◆ Problem details: Collect from the data below each line with "this".

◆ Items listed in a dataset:
════════════════════

PR #1750, opened 2020-01-09
refactor resources API

### LINKED ISSUE #1722: Resource API returns duplicate data
**Describe the bug(描述下问题)**
Resource API returns duplicate data when having the same creation time.

**Versions used(KubeSphere/Kubernetes的版本)**
KubeSphere: v2.1.0

image

image

https://kubesphere.com.cn/forum/d/383-bug

wansir:

**What type of PR is this?**

/kind bug

Sort resources by name when the creation time is the same.

Fixes #1722

### DIFF
--- a/pkg/models/resources/resources.go
+++ b/pkg/models/resources/resources.go
@@ -19,7 +19,9 @@ package resources
 
 import (
 	"fmt"
+	metav1 "k8s.io/apimachinery/pkg/apis/meta/v1"
 	"k8s.io/klog"
+	"kubesphere.io/kubesphere/pkg/constants"
 	"kubesphere.io/kubesphere/pkg/models"
 	"kubesphere.io/kubesphere/pkg/server/params"
 	"kubesphere.io/kubesphere/pkg/utils/sliceutil"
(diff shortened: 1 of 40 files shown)


pkg/models/resources/resources.go
```diff
@@ -160,13 +162,18 @@ func ListResources(namespace, resource string, conditions *params.Conditions, or
...
-		if i >= offset && (limit == -1 || len(items) < limit) {
-			items = append(items, injector.addExtraAnnotations(item))
-		}
+	totalCount := len(result)
+
+	if limit == -1 || limit+offset > totalCount {
+		limit = totalCount - offset
+	}
+
+	result = result[offset : offset+limit]
```
zryfish: what if offset > totalCount?

pkg/server/params/params.go
```diff
@@ -45,7 +44,9 @@ func ParsePaging(paging string) (limit, offset int) {
 	return
```
zryfish: why ignore error here? what would happen if there is an error during parsing?

wansir: Use default values when parsing failed, limit and page must be defined at the same time.

zryfish: I believe atoi will return 0 when there is an error

wansir: Regular expression `\d+` defines that only numbers are allowed here, i think this error can be ignored.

════════════════════

◆ Answer:
**What type of PR is this?**
wansir: Regular expression `\d+` defines that only numbers are allowed here, i think this error can be ignored.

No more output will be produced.